Hello Pinot team, I’m learning to work with Pinot ...
# troubleshooting
r
Hello Pinot team, I’m learning to work with Pinot and have hit a couple edge cases, that I couldn’t find the answers to in the Docs. I’ll post them here as two separate threads. There’s some weirdness around using _id as a column name. I’m trying to ingest data into Pinot from an OLTP data-store, and I wanted to have the primary-key be a column named “_id”. During ingestion, I found that our 32-digit hexadecimal string is converted into a much longer string if the column were named “_id”. Renaming the column to “id” works just fine. Is
_id
a reserved name in Pinot? Will attach screenshots with both with _id and id as column names in this thread.

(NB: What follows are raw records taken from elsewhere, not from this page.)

PR #3979, opened 2024-01-19
feat: update handles layout

plagoa:


packages/lab/src/Flow/Node/BaseNode.tsx
```diff
@@ -231,21 +231,37 @@ export const HvFlowBaseNode = ({
...
+                      style: {
+                        backgroundColor: theme.colors.secondary_60,
+                        width: 8,
+                        height: 8,
+                      },
+                    })}
+                  />
+                  <HvTypography>{input.label}</HvTypography>
+                  {input.isMandatory &&
+                    !isInputConnected(id, "target", input.id!, inputEdges) && (
```
MEsteves22, line 259: I think we should use the `isConnected` calculated above to avoid repeating code and calculating again (same for the outputs below)

packages/lab/src/Flow/Node/BaseNode.tsx
```diff
@@ -231,21 +231,37 @@ export const HvFlowBaseNode = ({
...
-              </div>
-            ))}
+            {inputs?.map((input, idx) => {
+              const handleId = input.id ?? idx.toString();
+              const isConnected = isInputConnected(
+                id,
+                "target",
+                handleId,
+                inputEdges
+              );
```
MEsteves22, line 241: We actually no longer need to calculate the `handleId` and we can always use `input.id` since we generate ids for the inputs and outputs that don't have one defined. Thus, we can do: (same for the outputs below)

```tsx
const isConnected = isInputConnected(id, "target", input.id!, inputEdges)
```

packages/lab/src/Flow/Node/BaseNode.tsx
```diff
@@ -231,21 +231,37 @@ export const HvFlowBaseNode = ({
...
+                    type="target"
+                    isConnectableStart={false}
+                    id={input.id}
+                    position={Position.Left}
+                    {...(isConnected && {
+                      style: {
+                        backgroundColor: theme.colors.secondary_60,
+                        width: 8,
+                        height: 8,
+                      },
```
MEsteves22, line 254: What do you think about creating a class for this to have all the styling in the same place? (same for the outputs below)

MEsteves22 (commented):
Looks good 🙏

I just left some comments and noticed the following behaviour:

https://github.com/lumada-design/hv-uikit-react/assets/43220251/8c6cabbd-d976-4565-b95b-398e07df4090

MEsteves22 (approved):
🙏

francisco-guilherme (approved):

PR #3983, opened 2024-01-22
feat: apply root element styles via class for easier overrides

nantunes:


packages/styles/src/CssBaseline.ts
```diff
@@ -76,6 +76,16 @@ const baseline = {
...
   },
+
+  ".uikit-root-element": {
+    backgroundColor: "var(--uikit-colors-backgroundColor)",
+    accentColor: "var(--uikit-colors-secondary)",
+    color: "var(--uikit-colors-secondary)",
+    fontSize: "var(--uikit-typography-body-fontSize)",
+    fontWeight: "var(--uikit-typography-body-fontWeight)",
+    lineHeight: "var(--uikit-typography-body-lineHeight)",
+    letterSpacing: "var(--uikit-typography-body-letterSpacing)",
```
zettca, line 87: These CSS var names are internal. We should use the `theme` object instead (shorter, type-safe, future-proof).
```suggestion
    backgroundColor: theme.colors.backgroundColor,
    accentColor: theme.colors.secondary,
    color: theme.colors.secondary,
    fontSize: theme.typography.body.fontSize,
    fontWeight: theme.typography.body.fontWeight,
    lineHeight: theme.typography.body.lineHeight,
    letterSpacing: theme.typography.body.letterSpacing,
```

packages/core/src/utils/theme.ts
```diff
@@ -37,18 +25,9 @@ export const setElementAttrs = (
...
-    setElementStyle(element, {
-      colorScheme,
-      backgroundColor: theme.colors.backgroundColor,
-      accentColor: theme.colors.secondary,
-      color: theme.colors.secondary,
-      fontSize: theme.typography.body.fontSize,
-      fontWeight: theme.typography.body.fontWeight,
-      lineHeight: theme.typography.body.lineHeight,
-      letterSpacing: theme.typography.body.letterSpacing,
-      fontFamily: theme.fontFamily.body,
```
zettca, line 50: looks like we lost `fontFamily` in the refactor; is this intentional?

nantunes: No, it wasn't.

MEsteves22 (approved):

zettca (approved):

Screen Shot 2022-04-27 at 9.45.12 AM.png,Screen Shot 2022-04-26 at 9.58.32 PM.png
k
Hi can you also add schema and table config
r
Here you go @User. I’ve removed all the other columns and redacted the broker url. I don’t think this matters because the only thing that changed between the transform that worked and the one that didn’t was the name of the
id
field.
schema.json,table_config.json
k
thanks
JSONPATHSTRING(fullDocument, '$._id.$oid')
It seems like
id
is not
_id
here which seems to be a whole object but
oid
field inside
_id
object. That should be the difference between two values
r
I see what’s going on here. The pre-ingested event already has an
_id
attribute, so it looks like this is being used directly instead of the one described in my transformation. Is there any way to force the ingestion config to use my transformation when there’s a conflict with the keys in the event source? Here’s a quick look at how the input to my pinot ingestion looks like.
Copy code
{
  "_id": {
    "_id": {
      "$oid": "6246a32a8b5a712b500f1eec"
    },
    "copyingData": true
  },
  "operationType": "insert",
  "documentKey": {
    "_id": {
      "$oid": "6246a32a8b5a712b500f1eec"
    }
  },
  "fullDocument": {
    "_id": {
      "$oid": "6246a32a8b5a712b500f1eec"
    },
    "isDeleted": false,
    "createdAt": {
      "$date": {
        "$numberLong": "1648796458544"
      }
    },
    "updatedAt": {
      "$date": {
        "$numberLong": "1648796459023"
      }
    }
  }
}
k
I don't understand what you mean by conflict
r
The input event that’s being ingested already has an
_id
field.
Copy code
"_id": {
    "_id": {
      "$oid": "6246a32a8b5a712b500f1eec"
    }
When I add a transformation like the following, I imagine that the
_id
field is picked up as is from the event instead of the transformation.
Copy code
{
  "columnName": "_id",
  "transformFunction": "JSONPATHSTRING(fullDocument, '$._id.$oid')"
}
This is the only way I can explain what’s going on. ~~ If I set
columnName
to
id
instead of
_id
in the transformation, then the transformation works as expected.